The functionality and inherent craft of 18th century fisherman's ganseys and the elegance of the pre-raphaelite women painted by J.W.Waterhouse inspired Hannah Stote’s romantic and whimsical first collection. Using 100% wool - with 75% of that wool coming from British sheep and spun in the UK - the collection was developed with a focus on reviving craft within fashion, with research featuring traditional gansey knitting patterns and experimenting with scale and texture to reinvent traditional knit stitches, such as cables, plaits and lace knitting.

The aim of the collection was to create thoughtful, timeless knitwear that embodies the values of slow fashion. All of her garments are designed to be zero waste in production and able to be easily recycled – each garment is fully fashioned on the machine, meaning the yarn is not broken (as it is when the cut and sew method is used) and can be unravelled and reclaimed, ready to be knitted into a new garment once my garment is no longer desired.

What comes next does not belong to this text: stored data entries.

PR #3013, opened 2026-05-27
2026 - Other Data Source Updates

sopspops:
### Description

* Several contents updated related to Other Data Source, 2026 only

### Related ticket(s)

CMDCT-6061

---
### How to test

https://d2fob2ca9olnrc.cloudfront.net/
* For 2026- see some contents updated related to Other Data Source

### Notes

---
### Pre-review checklist

---
#### Review

#### Security

### DIFF
--- a/services/ui-src/src/measures/2026/COLHH/data.ts
+++ b/services/ui-src/src/measures/2026/COLHH/data.ts
@@ -16,7 +16,7 @@ export const data: MeasureTemplateData = {
   },
   dataSource: {
     optionsLabel:
-      "If reporting entities (e.g., health plans) used different data collection methods, please select all that are applicable below. If your state followed the 2026 Core Set technical specifications and used administrative data only, select ECDS > Administrative.",
+      "If reporting entities (e.g., health plans) used different data collection methods or sources, please select all that are applicable below. If your state followed the 2026 Core Set technical specifications and used administrative data only, select ECDS > Administrative.",
     options: [
       {
         value: DC.ELECTRONIC_CLINIC_DATA_SYSTEMS,
--- a/services/ui-src/src/measures/2026/MSCAD/questions/DataSource.tsx
+++ b/services/ui-src/src/measures/2026/MSCAD/questions/DataSource.tsx
@@ -34,7 +34,7 @@ export const DataSource = ({ type }: DataSourceProps) => {
                 name={DC.DATA_SOURCE_CAHPS_VERSION_OTHER}
                 label={
                   <>
-                    Describe the data source (
+                    Describe the data collection method or data source (
                     <em>
                       text in this field is included in publicly-reported
                       state-specific comments
--- a/services/ui-src/src/measures/2026/MSCAD/questions/DataSource.tsx
+++ b/services/ui-src/src/measures/2026/MSCAD/questions/DataSource.tsx
@@ -34,7 +34,7 @@ export const DataSource = ({ type }: DataSourceProps) => {
                 name={DC.DATA_SOURCE_CAHPS_VERSION_OTHER}
                 label={
                   <>
-                    Describe the data collection method or data source (
+                    Describe the data source (
                     <em>
                       text in this field is included in publicly-reported
                       state-specific comments
--- a/services/ui-src/src/shared/globalValidations/validateAtLeastOneDataSourceType/index.ts
+++ b/services/ui-src/src/shared/globalValidations/validateAtLeastOneDataSourceType/index.ts
@@ -31,11 +31,13 @@ export const validateAtLeastOneDataSourceType = (
           errorLocation: dataSourceLabel,
           errorMessage:
             errorMessage ??
-            `Please describe the ${label}${
-              !label.includes("Source") && !label.includes("Method")
-                ? " Source"
-                : ""
-            }`,
+            (featuresByYear.useDataCollectionMethod
+              ? "Please describe the Other Data Collection Method or Data Source"
+              : `Please describe the ${label}${
+                  !label.includes("Source") && !label.includes("Method")
+                    ? " Source"
+                    : ""
+                }`),
         };
       })
     );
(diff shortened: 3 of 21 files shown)


services/ui-src/src/shared/globalValidations/validateAtLeastOneDataSourceType/index.ts
```diff
@@ -31,11 +31,13 @@ export const validateAtLeastOneDataSourceType = (
           errorLocation: dataSourceLabel,
           errorMessage:
             errorMessage ??
-            `Please describe the ${label}${
-              !label.includes("Source") && !label.includes("Method")
-                ? " Source"
-                : ""
-            }`,
+            (featuresByYear.useDataCollectionMethod
+              ? "Please describe the Other Data Collection Method or Data Source"
```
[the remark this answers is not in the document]
stacy-coforma: It took me a long time to parse this and I think it's not a good suggestion 😅 but I think it is rooted in an actual thing to address - I think we want to check both `featuresByYear.useDataCollectionMethod` and `lookupKey === DataSource.OtherDataSource` here, because while I was testing I randomly chose measure CCW-AD which has an "Administrative Other" choice that also requires a comment.  I'm not sure if that should fall into the category of needing the same message or not; might be worth checking with Cam on that particular question.

I'm not sure if there are any other selections that could require a comment, but even having one that differs probably makes it worth specifying to exactly the options we know this should be applicable to.

services/ui-src/src/measures/2026/COLHH/data.ts
stacy-coforma, line 1: This looks good but when matching against the ticket, I think COL-AD was missed!  I can't comment on that file since it's not part of the set of changes 🙈

services/ui-src/src/measures/2026/MSCAD/questions/DataSource.tsx
```diff
@@ -34,7 +34,7 @@ export const DataSource = ({ type }: DataSourceProps) => {
                 name={DC.DATA_SOURCE_CAHPS_VERSION_OTHER}
                 label={
                   <>
-                    Describe the data collection method or data source (
+                    Describe the data source (
```
stacy-coforma: I'm not sure if this one needs to change?  In the ticket I see it asking for this for Administrative Other text, but this one doesn't appear to be related to Administrative Other?  Could be another one for Cam to verify maybe 🤔

services/ui-src/src/measures/2026/COLHH/data.ts
sopspops: oooh thank you for catching that!!

services/ui-src/src/measures/2026/MSCAD/questions/DataSource.tsx
sopspops: Now i'm checking it again, I don't think we need this as this falls under "other"- my mistake!!

services/ui-src/src/shared/globalValidations/validateAtLeastOneDataSourceType/index.ts
```diff
@@ -31,11 +31,13 @@ export const validateAtLeastOneDataSourceType = (
           errorLocation: dataSourceLabel,
           errorMessage:
             errorMessage ??
-            `Please describe the ${label}${
-              !label.includes("Source") && !label.includes("Method")
-                ? " Source"
-                : ""
-            }`,
+            (featuresByYear.useDataCollectionMethod
```
stacy-coforma:
```suggestion
            (featuresByYear.useDataCollectionMethod && lookupKey === DataSource.Other
```

I think we'll want this to also check that our lookup key is the `OtherDataSource` key so that we are selectively showing this message only to the ones marked "Other"

(Edited for wrongness of `Other` key)

services/ui-src/src/shared/globalValidations/validateAtLeastOneDataSourceType/index.ts
```diff
@@ -31,11 +31,13 @@ export const validateAtLeastOneDataSourceType = (
...
+              ? "Please describe the Other Data Collection Method or Data Source"
+              : `Please describe the ${label}${
+                  !label.includes("Source") && !label.includes("Method")
+                    ? " Source"
+                    : ""
+                }`),
         };
```
benmartin-coforma, line 46: In addition to the LLM's correct note (that we cannot ignore the value of `label` in 2026), the ternary operators are getting kind of deep here. It might be easier to read if you move some of the logic up into `if` statements to set some new variables.

benmartin-coforma:
Here are some example validation messages. When multiple data sources needing explanation are selected:
image

In 2025 we would call them out separately:
image

Whereas with the current logic in this branch, in 2026, we do not:
image

I captured those screenshots from this branch's deployment environment, for the WCC-CH measure, in the state of Massachusets (that is, as `stateuser1@test.com`). https://d2fob2ca9olnrc.cloudfront.net/MA/2026/CCSM/WCC-CH

sopspops:
@benmartin-coforma 
Screenshot 2026-06-01 at 1 49 07 PM

Oooh I didn't even notice this! Thank you Ben!! It is fixed now!

services/ui-src/src/shared/globalValidations/validateAtLeastOneDataSourceType/index.ts
```diff
@@ -27,17 +27,24 @@ export const validateAtLeastOneDataSourceType = (
...
+          lookupKey === DataSource.Other
+        ) {
+          generatedMessage =
+            "Please describe the Other Data Collection Method or Data Source";
+        } else {
+          const shouldAppendSource =
+            !label.includes("Source") && !label.includes("Method");
+          const sourceSuffix = shouldAppendSource ? " Source" : "";
+          generatedMessage = `Please describe the ${label}${sourceSuffix}`;
+        }
```
stacy-coforma: I might consider modifying this to be a function to create the message instead, because I like being able to `return "xyz"` instead of if/else-ing, but this is merely a suggestion 😅

sopspops: That makes sense!! Thank you for the suggestoin :) Just updated it and It looks much simpler as well!

stacy-coforma (approved):
Thank you for making so many adjustments 🙏 I feel like we all learned a lot about copilot review with this one 🤣 thank you for being so patient!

The use of a historical garment that is both beautiful and practical as inspiration also prompts a discussion into the value we place upon clothes and how that’s become distorted with the rise of fast fashion. The idea of keeping clothes for years, repairing them when needed then reusing them once no longer wanted needn’t be the antithesis to modern fashion.

Despite only learning how to machine knit nine months before she graduated, Hannah had the opportunity to show her final year collection in her university show at Graduate Fashion Week 2019 and was selected to be showcased in the Best of GFW Gala Show, where she was awarded the Catwalk Knitwear Award for her innovative and romantic collection.